▶ WORK TASK
What do the lines from the top of the data through the line with "## How did you test it?" say? Quote them exactly and include both ends.

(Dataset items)
PR #7300, opened 2025-02-08
Poller Scaling Decisions

Sushisource:
> [!IMPORTANT]
> Needs  https://github.com/temporalio/api/pull/553 to be merged for CI to pass

See also the SDK side here: https://github.com/temporalio/sdk-core/pull/874

## What changed?
Optionally attach scaling decisions about whether SDK should increase or decrease pollers to task responses

## Why?
Part of the worker management effort to simplify configuration of workers for users.

## How did you test it?
Unit and basic functional tests are added here. More comprehensive benchmarking was done in conjunction with the SDK changes. Overall, there can be as much as 100% performance increases in task throughput compared to a static number of pollers in very bursty scenarios. At worst, there is no difference. 

A sample of some of the benchmarking results:
- 250 workflows running 5 activities each
    - Autoscale ~5s / No Autoscale ~10s
- 1000 workflows 5 activities each
    - Autoscale ~28s / No Autoscale ~44 seconds
- 1000 workflows 5 activities each 4 workers
    - No autoscale - ~20 seconds first load ~25 seconds second load
    - Autoscale - ~14 seconds first load ~25 seconds second load

## Potential risks
This will not be flipped on by default in SDKs until we want to. That said, the obvious risk here is overall significantly increased polling RPCs. That said, the SDK logic respects rate-limiting errors too.

## Documentation
Docs will be coming as we roll out the SDK flag to enable this.

## Is hotfix candidate?
No


common/dynamicconfig/constants.go
```diff
@@ -1254,6 +1254,36 @@ these log lines can be noisy, we want to be able to turn on and sample selective
 		100,
 		`MatchingMaxTaskQueuesInDeployment represents the maximum number of task-queues that can be registered in a single worker deployment version`,
 	)
+	MatchingPollerScalingMinimumBacklog = NewTaskQueueIntSetting(
+		"matching.pollerScalingMinimumBacklog",
+		1,
+		`MatchingPollerScalingMinimumBacklog is the minimum backlog size that must be accumulated before
```
ShahabT, line 1260: I wonder if this should be based on backlog age and not count. count is more relative because a count of 100 tasks can be anything between negligible or very large depending on the scale in which user is operating. Also given that we start with root partition stats only, this becomes a single partition count which is also dependent on the number of partitions. Number of partitions can change any time (manually now, and automatically in the future).

ShahabT: Looking at `pollerScalingSyncMatchWaitTime` it gives another reason to make this threshold also a time threshold, on poller wait time (for scale down), another task wait time (for scale up).

service/matching/task_queue_partition_manager.go
```diff
@@ -1075,3 +1086,41 @@ func (pm *taskQueuePartitionManagerImpl) getPerTypeUserData() (*persistencespb.T
...
+		// Non-root partitions don't have an appropriate view of the data to make decisions beyond backlog.
+		pd = nil
+	} else if task.source == serverenumspb.TASK_SOURCE_HISTORY &&
+		pollWaitTime >= pm.config.PollerScalingSyncMatchWaitTime() {
+		// Decrease if any poll matched after sitting idle for some configured period
+		pd.PollerDelta = -1
+	} else if stats.TasksAddRate/stats.TasksDispatchRate > pm.config.PollerScalingDispatchUpFraction() {
+		// Increase if we're adding tasks faster than we're dispatching them. This case is particularly useful when
+		// a new burst of traffic arrives. The backlog may stay at or bounce off of zero as tasks are delivered, and
+		// this allows the pollers to start scaling without accumulating a backlog.
```
ShahabT, line 1111: I tried for 5 minutes and could not come with an example that this is possible. i.e. have a zero backlog and stats.TasksAddRate/stats.TasksDispatchRate being >1. (Note that both rates are based on the last 30s)
Am I missing something?

service/matching/task_queue_partition_manager.go
```diff
@@ -1075,3 +1086,41 @@ func (pm *taskQueuePartitionManagerImpl) getPerTypeUserData() (*persistencespb.T
...
+		pd.PollerDelta = 1
+	} else if stats.TasksAddRate/stats.TasksDispatchRate < pm.config.PollerScalingDispatchDownFraction() {
+		// Decrease if we're dispatching tasks faster than we're adding them. This case can come up as the converse of
+		// the above, where we have cleared the backlog but are still not hitting the wait-time sync matching case. We
+		// still can will begin to scale down before hitting that case.
```
ShahabT, line 1116: For this I could imagine a scenario but still not convinced it's good to have it. The scenario it is covering is an edge case in which we want to scale pollers down because the backlog just got drained. 
- But why don't we want to wait until the regular condition of `pollWaitTime >= pm.config.PollerScalingSyncMatchWaitTime()` is met? What do we get for reducing the poller count just 1s ealier?
- It seems the equilibrium of poller count is where pollers wait just bellow PollerScalingSyncMatchWaitTime. So we do not want to ask SDK to reduce pollers below this equilibrium because it'll have to increase the poller count again to go back to the equilibrium. In other words, I want to say maybe this behavior will add unnecessary "swinging".
- Without it code will be simpler, easier to reason about, and we'd have one less knob to tune.

common/dynamicconfig/constants.go
Sushisource: Well the downside with this is that you (very likely) start scaling up slower. If we make the value low I can see how that's a potentially good option though. 

I can certainly test it out and see how it behaves. It might help with avoiding overshooting too. Curious what others think.

service/matching/task_queue_partition_manager.go
Sushisource: It's definitely possible because I've seen it happen (and not infrequently). I agree it's not intuitive why it happens, though. Perhaps something is not exactly accurate in the way the rates are calculated, but it seems like it happens when a bunch of tasks are added after a period of inactivity.

service/matching/task_queue_partition_manager.go
Sushisource: I am totally fine with removing both of these conditions given that they likely don't contribute a whole lot, but I haven't tested without them. If they aren't doing much (which is probably likely) I'm happy to get rid of them.

ShahabT: then I'd vote for deleting them in the interest of simplicity.

common/dynamicconfig/constants.go
dnr: I like the symmetry of using time for scaling in both directions. The backlog age is basically "how long a task has waited", similar to "how long a poll has waited". Though measured slightly differently.

service/matching/task_queue_partition_manager.go
dnr: The add/dispatch rates include sync match, so it's possible that a bunch of new tasks all get sync matched to waiting pollers with no backlog. That would exactly match Spencer's description.

service/matching/task_queue_partition_manager.go
dnr: I guess I'm neutral on this.. I'm always for simplicity but ultimately these are all heuristics, if it performs better in practice and isn't expensive/very complicated to do, then there's not much harm in keeping a few extra conditions.

common/dynamicconfig/constants.go
```diff
@@ -1254,6 +1254,24 @@ these log lines can be noisy, we want to be able to turn on and sample selective
...
+		"matching.pollerScalingSyncMatchWaitTime",
+		1*time.Second,
+		`MatchingPollerScalingSyncMatchWaitTime is the duration a sync-matched poller must exceed before
+a decision to scale down the number of pollers will be issued`,
+	)
+	MatchingPollerScalingDecisionsPerSecond = NewTaskQueueFloatSetting(
+		"matching.pollerScalingDecisionsPerSecond",
+		10,
+		`MatchingPollerScalingDecisionsPerSecond is the maximum number of scaling decisions that will be issued per
+second by one partition manager`,
```
dnr, line 1273: One more note: ideally this would be proportional to worker count, or even a rate limit per worker count. For my projects I'm going to have a "approximate per-key rate limiter" that accepts arbitrary keys but uses only fixed memory. We could use that with poller identity to enforce a rate limit per worker.

Or we can actually just count recent pollers from poller history and multiply the rate limit by that (and then make it like 1 or 2 per worker)

service/matching/task_queue_partition_manager.go
```diff
@@ -1075,3 +1085,31 @@ func (pm *taskQueuePartitionManagerImpl) getPerTypeUserData() (*persistencespb.T
...
+	pd := &taskqueuepb.PollerScalingDecision{}
+	pollWaitTime := pm.engine.timeSource.Since(pollStartTime)
+	if stats.ApproximateBacklogCount > 0 && stats.ApproximateBacklogAge.AsDuration() > pm.config.PollerScalingBacklogAgeScaleUp() {
+		// Always increase when there is a backlog, even if we're a partition. It's also important to increase for
+		// sticky queues.
+		pd.PollRequestDeltaSuggestion = 1
+	} else if !pm.partition.IsRoot() {
+		// Non-root partitions don't have an appropriate view of the data to make decisions beyond backlog.
+		pd = nil
+	} else if task.source == serverenumspb.TASK_SOURCE_HISTORY &&
```
dnr, line 1103: Why do we check source here? Maybe a comment? The existing comment just says "if any poll matched after sitting idle", which doesn't have anything to do with the source of the task

service/matching/task_queue_partition_manager.go
```diff
@@ -1075,3 +1085,31 @@ func (pm *taskQueuePartitionManagerImpl) getPerTypeUserData() (*persistencespb.T
...
+	stats *taskqueuepb.TaskQueueStats, task *internalTask, pollStartTime time.Time,
+) *taskqueuepb.PollerScalingDecision {
+	pd := &taskqueuepb.PollerScalingDecision{}
+	pollWaitTime := pm.engine.timeSource.Since(pollStartTime)
+	if stats.ApproximateBacklogCount > 0 && stats.ApproximateBacklogAge.AsDuration() > pm.config.PollerScalingBacklogAgeScaleUp() {
+		// Always increase when there is a backlog, even if we're a partition. It's also important to increase for
+		// sticky queues.
+		pd.PollRequestDeltaSuggestion = 1
+	} else if !pm.partition.IsRoot() {
+		// Non-root partitions don't have an appropriate view of the data to make decisions beyond backlog.
```
dnr, line 1101: Is this still true if we're not using add/dispatch rates?

service/matching/task_queue_partition_manager.go
```diff
@@ -1075,3 +1085,31 @@ func (pm *taskQueuePartitionManagerImpl) getPerTypeUserData() (*persistencespb.T
 	perType := userData.GetData().GetPerType()[int32(pm.Partition().TaskType())]
 	return perType, userDataChanged, nil
 }
+
+// makePollerScalingDecision makes a decision on whether to scale pollers up or down based on the current state of the
+// task queue and the task about to be returned. Does not modify inputs.
+func (pm *taskQueuePartitionManagerImpl) makePollerScalingDecision(
```
dnr, line 1091: Should we make scaling decisions for forwarded polls? I don't see a clear reason to say yes or no yet...

service/matching/task_queue_partition_manager.go
Sushisource: Ahh, that makes sense then that's definitely what's gone on.

service/matching/task_queue_partition_manager.go
Sushisource: Based on the tests I've done they made next-to-no difference. Of course it's possible they maybe would make a difference for some scenario I didn't try out, but, :man_shrugging: . They are super simple. The config knobs are maybe the most annoying thing about keeping them in. We could keep them in with hardcoded values?

common/dynamicconfig/constants.go
ShahabT: +1 on proportionality to worker count. Especially because root is exclusively making the scale down decisions, even if number of partitions change when workers scale out, the scale down decisions will be rate limited by this value globally. 
We don't want the rate of poller scale down be the same (in terms of pollers/sec) when there is one worker vs when there are 1000 workers, right?

Sushisource: mmmmm... I'm not sure about this. A lot of my testing I did with just one worker, and fast (Rust, Go, Java) workers can perform easily a huge amount of tasks per second when they're simple. (Which isn't uncommon). So, being able to burst up pollers pretty fast for a _single_ worker is fairly desirable.

Now, I'd agree maybe it should be _even faster_ for more workers, but, I wouldn't want to only do 1 per sec for 1 worker.

service/matching/task_queue_partition_manager.go
Sushisource: Well, I wanted to see that it was a sync match and when we discussed it you mentioned this would be the preferred way to do that. Maybe that doesn't really matter though, I suppose any reason we waited is just as valid.

service/matching/task_queue_partition_manager.go
Sushisource: I'm not sure. This is why I had that open question about keeping track of the overall wait time including forwarding, since that would affect that I think.

service/matching/task_queue_partition_manager.go
Sushisource: Maybe not. I will run some tests without it.

service/matching/task_queue_partition_manager.go
```diff
@@ -1075,3 +1085,31 @@ func (pm *taskQueuePartitionManagerImpl) getPerTypeUserData() (*persistencespb.T
...
+	stats *taskqueuepb.TaskQueueStats, task *internalTask, pollStartTime time.Time,
+) *taskqueuepb.PollerScalingDecision {
+	pd := &taskqueuepb.PollerScalingDecision{}
```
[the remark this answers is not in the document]
Sushisource: Good point - an artifact of when I had more in there previously

service/matching/task_queue_partition_manager.go
```diff
@@ -326,6 +330,12 @@ func (pm *taskQueuePartitionManagerImpl) PollTask(
 	}
 
 	task, err := dbq.PollTask(ctx, pollMetadata)
+
+	if task != nil {
+		taskQueueInfo := dbq.GetStats()
```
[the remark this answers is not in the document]
Sushisource: Done

service/matching/task_queue_partition_manager.go
```diff
@@ -1075,3 +1085,31 @@ func (pm *taskQueuePartitionManagerImpl) getPerTypeUserData() (*persistencespb.T
...
+func (pm *taskQueuePartitionManagerImpl) makePollerScalingDecision(
+	stats *taskqueuepb.TaskQueueStats, task *internalTask, pollStartTime time.Time,
+) *taskqueuepb.PollerScalingDecision {
+	pd := &taskqueuepb.PollerScalingDecision{}
+	pollWaitTime := pm.engine.timeSource.Since(pollStartTime)
+	if stats.ApproximateBacklogCount > 0 && stats.ApproximateBacklogAge.AsDuration() > pm.config.PollerScalingBacklogAgeScaleUp() {
+		// Always increase when there is a backlog, even if we're a partition. It's also important to increase for
+		// sticky queues.
+		pd.PollRequestDeltaSuggestion = 1
+	} else if !pm.partition.IsRoot() {
```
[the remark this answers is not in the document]
Sushisource: Yeah that's strange. I would expect it to be root for a sticky queue.

tests/poller_scaling_test.go
```diff
@@ -0,0 +1,207 @@
...
+	feClient := s.FrontendClient()
+	// This needs to be done in an eventually loop because nexus endpoints don't become available immediately...
+	s.EventuallyWithT(func(t *assert.CollectT) {
+		resp, err := feClient.PollWorkflowTaskQueue(ctx, &workflowservice.PollWorkflowTaskQueueRequest{
+			Namespace: s.Namespace().String(),
+			TaskQueue: &taskqueuepb.TaskQueue{Name: tq, Kind: enumspb.TASK_QUEUE_KIND_NORMAL},
+		})
+		assert.NoError(t, err)
+		assert.NotNil(t, resp.PollerScalingDecision)
+		assert.GreaterOrEqual(t, int32(1), resp.PollerScalingDecision.PollRequestDeltaSuggestion)
```
bergundy, line 115: `assert` calls don't stop execution and you can't use `require` in `EventuallyWithT` blocks. You'll want to ensure your code won't panic if it gets passed an assertion.

tests/poller_scaling_test.go
```diff
@@ -0,0 +1,207 @@
...
+
+	_, err := s.OperatorClient().CreateNexusEndpoint(ctx, &operatorservice.CreateNexusEndpointRequest{
+		Spec: &nexuspb.EndpointSpec{
+			Name: endpointName,
+			Target: &nexuspb.EndpointTarget{
+				Variant: &nexuspb.EndpointTarget_External_{
+					External: &nexuspb.EndpointTarget_External{
+						Url: "http://" + listenAddr,
+					},
+				},
```
bergundy, line 87: Change the target to a worker instead of an external server.

tests/poller_scaling_test.go
Sushisource: Yeah, I wasn't expecting them to, if the eventually passes that's all I need here

service/matching/task_queue_partition_manager.go
Sushisource: I think we might need to keep these for Nexus (or, at least keep the scale-up condition - the existing wait-time can be used for scale-down).

Since Nexus has no backlog, we need some way to decide when to scale up and this is really the only appropriate thing I can think of. Thoughts @bergundy / @dnr / @ShahabT  ?

bergundy: We technically do have a backlog for queries and nexus tasks, just not a persistent one. But I think using the incoming / outgoing rate is probably a pretty good signal.

common/dynamicconfig/constants.go
dnr: See `GetAllPollerInfo` and similar functions. You could add new ones to get just a count

service/matching/task_queue_partition_manager.go
```diff
@@ -1075,3 +1084,34 @@ func (pm *taskQueuePartitionManagerImpl) getPerTypeUserData() (*persistencespb.T
...
+		// Non-root partitions don't have an appropriate view of the data to make decisions beyond backlog.
+		return nil
+	} else if task.source == enumsspb.TASK_SOURCE_HISTORY &&
+		pollWaitTime >= pm.config.PollerScalingSyncMatchWaitTime() {
+		// Decrease if any poll matched after sitting idle for some configured period
+		delta = -1
+	}
+
+	return &taskqueuepb.PollerScalingDecision{
```
dnr, line 1114:
```suggestion
	if delta != 0 {
	 ...
```
?

service/matching/task_queue_partition_manager.go
dnr: It 's not a "backlog" that comes out in `stats.ApproximateBacklogCount`, so it needs extra logic somehow (or we can change backlog stats to include in-mem queries + nexus, that would be interesting...)

service/matching/task_queue_partition_manager.go
dnr: Yeah, my general feeling is the more we ignore stuff like the source of a task, the easier it is to understand overall

service/matching/task_queue_partition_manager.go
dnr: Good point. Though I'm not sure we actually need to pass the start time through forwarding: either a poll is forwarded immediately or not at all, so the wait time on the parent should be only slightly less than the wait time on the child

service/matching/task_queue_partition_manager.go
Sushisource: Right, @dnr what I mean is that branch wouldn't be used for nexus, we'd instead rely on the dispatch rate info - unless I'm misunderstanding?

dnr: I'm just pointing out an alternative solution where we do include nexus in the "backlog count" (i.e. make it durable backlog plus in-mem backlog). Right now it might be a little awkward to get that count, though. The new matcher will make that easier. I'm also totally fine with the rate.

Thinking through it a little more: the count is the integral of the rate. The backlog condition is basically: has the count been positive for x time (age > x), or has the count been 0 for y time (poller waited > y)? If the rate is > z then we can "guess" that the count will be positive for a while (this seems safe), or if it's < z then we can guess that the count will soon be 0 (this one seems less safe... but the number of query/nexus in memory is implicitly limited by a timeout, so maybe it's okay?)

bergundy: I think for now the rate is okay but note that we want to also have a way to instruct users to scale out their workers to handle more Nexus traffic and I think the transient backlog size should fit in the current worker scaling model.
(We could use transient backlog size to scale for high query load as well).

common/dynamicconfig/constants.go
Sushisource: Thought a bit more about this - I ran some tests where I simply moved the scale down on wait-time to be before any ratelimiting, which seemingly makes good sense anyway. If all those polls actually all did wait that long, they should probably scale down. It works perfectly fine

Then, for scale up, the current ratelimiting seems to be plenty fast enough. 

I would have to add a new ratelimiter implementation to do the multiplicative scaling and maybe it makes more sense to just wait for what @dnr is likely to add.

service/matching/task_queue_partition_manager.go
Sushisource: We are now, and, additionally I moved the time-based scale down check to be in front of this which I think makes sense.

common/constants.go
```diff
@@ -60,7 +60,7 @@ const (
 	MinLongPollTimeout = time.Second * 2
 	// CriticalLongPollTimeout is a threshold for the context timeout passed into long poll API,
 	// below which a warning will be logged
-	CriticalLongPollTimeout = time.Second * 20
+	CriticalLongPollTimeout = time.Second * 10
```
Sushisource, line 63: Changed this since, it's useful SDK side, to reduce the timeout while under load (so that when load runs out, we scale down faster).

Talked w/ David and it seems like reducing this ought to be fine, but we can undo if any objections.

tests/poller_scaling_test.go
bergundy: If the test panics it will fail without rerunning the eventually block. I don't think that's what you want.

common/dynamicconfig/constants.go
dnr: My trick for multiplicative scaling that I was going to suggest: let the rate limit be 10*1e6 with proportional burst, then each poll, call AllowN(1e6 / numPollers)

tests/poller_scaling_test.go
Sushisource: I'm not following you. This is doing exactly what I expect, it re-runs the block until the asserts pass. Nothing is panicking.

common/dynamicconfig/constants.go
Sushisource: Ah, ok yeah good trick

tests/poller_scaling_test.go
ShahabT: I think what @bergundy is saying is that line 138 will run and panic even when `assert.NotNil(t, resp.PollerScalingDecision)` is false. You may want to say something like:
```suggestion
		assert.NoError(t, err)
		if assert.NotNil(t, resp.PollerScalingDecision) {
		  assert.GreaterOrEqual(t, int32(1), resp.PollerScalingDecision.PollRequestDeltaSuggestion)
```

service/matching/physical_task_queue_manager.go
```diff
@@ -638,3 +646,53 @@ func (c *physicalTaskQueueManagerImpl) ShouldEmitGauges() bool {
...
+	stats := statsFn()
+	if stats.ApproximateBacklogCount > 0 &&
+		stats.ApproximateBacklogAge.AsDuration() > c.partitionMgr.config.PollerScalingBacklogAgeScaleUp() {
+		// Always increase when there is a backlog, even if we're a partition. It's also important to increase for
+		// sticky queues.
+		delta = 1
+	} else if !c.queue.Partition().IsRoot() {
+		// Non-root partitions don't have an appropriate view of the data to make decisions beyond backlog.
+		return nil
+	} else if (stats.TasksAddRate / stats.TasksDispatchRate) > 1.2 {
```
ShahabT, line 686: Sounds good, but as discussed before with @bergundy, the plan is to include the in-memory "backlog" of Nexus and Queries in the stats.ApproximateBacklogCount.

ShahabT, line 686: As this is also an increase decision, Should we move it above the `else if !c.queue.Partition().IsRoot()` block? it seems non-root partitions should be able to make this decisions, right?

service/matching/physical_task_queue_manager.go
```diff
@@ -638,3 +646,53 @@ func (c *physicalTaskQueueManagerImpl) ShouldEmitGauges() bool {
...
+		}
+	}
+
+	// Avoid spiking pollers crazy fast by limiting how frequently change decisions are issued. Be more permissive when
+	// there are more recent pollers.
+	numPollers := c.pollerHistory.history.Size()
+	if numPollers == 0 {
+		numPollers = 1
+	}
+	if !c.pollerScalingRateLimiter.AllowN(pollStartTime, 1e6/numPollers) {
```
ShahabT, line 672: wondering is there is a significance to use pollStartTime instead of Now?

common/dynamicconfig/constants.go
ShahabT: "by one partition manager" -> "by one physical queue manager"?

Also, I think we should say something like: "The effective rate limit would be this value multiplied by the number of active pollers".

ShahabT (approved):
Put some comments, approved otherwise.

service/matching/physical_task_queue_manager.go
Sushisource: I think you can kinda go either way on this one. My thought is that some partition might see a spike that really isn't representative. I think sort of either way you pick, things end up averaging out anyway.

service/matching/physical_task_queue_manager.go
Sushisource: There's really not, changed

common/dynamicconfig/constants.go
```diff
@@ -1260,6 +1260,24 @@ these log lines can be noisy, we want to be able to turn on and sample selective
 		100,
 		`MatchingMaxTaskQueuesInDeployment represents the maximum number of task-queues that can be registered in a single worker deployment version`,
 	)
+	MatchingPollerScalingBacklogAgeScaleUp = NewTaskQueueDurationSetting(
+		"matching.pollerScalingMinimumBacklog",
+		200*time.Millisecond,
+		`MatchingPollerScalingBacklogAgeScaleUp is the minimum backlog age that must be accumulated before 
+a decision to scale up the number of pollers will be issued`,
+	)
+	MatchingPollerScalingSyncMatchWaitTime = NewTaskQueueDurationSetting(
```
dnr, line 1269: is it still specific to sync match, or can we shorten/simplify the name?
```suggestion
	MatchingPollerScalingPollWaitTime = NewTaskQueueDurationSetting(
```

service/matching/physical_task_queue_manager_interface.go
```diff
@@ -73,5 +73,8 @@ type (
 		// ShouldEmitGauges determines whether the gauge metrics should be emitted or not for this particular physical
 		// queue based on dynamic configs.
 		ShouldEmitGauges() bool
+		// MakePollerScalingDecision makes a decision on whether to scale pollers up or down based on the current state
+		// of the task queue and the task about to be returned. Does not modify inputs.
```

▶ ANSWER SECTION
PR #7300, opened 2025-02-08
Poller Scaling Decisions

Sushisource:
> [!IMPORTANT]
> Needs  https://github.com/temporalio/api/pull/553 to be merged for CI to pass

See also the SDK side here: https://github.com/temporalio/sdk-core/pull/874

## What changed?
Optionally attach scaling decisions about whether SDK should increase or decrease pollers to task responses

## Why?
Part of the worker management effort to simplify configuration of workers for users.

## How did you test it?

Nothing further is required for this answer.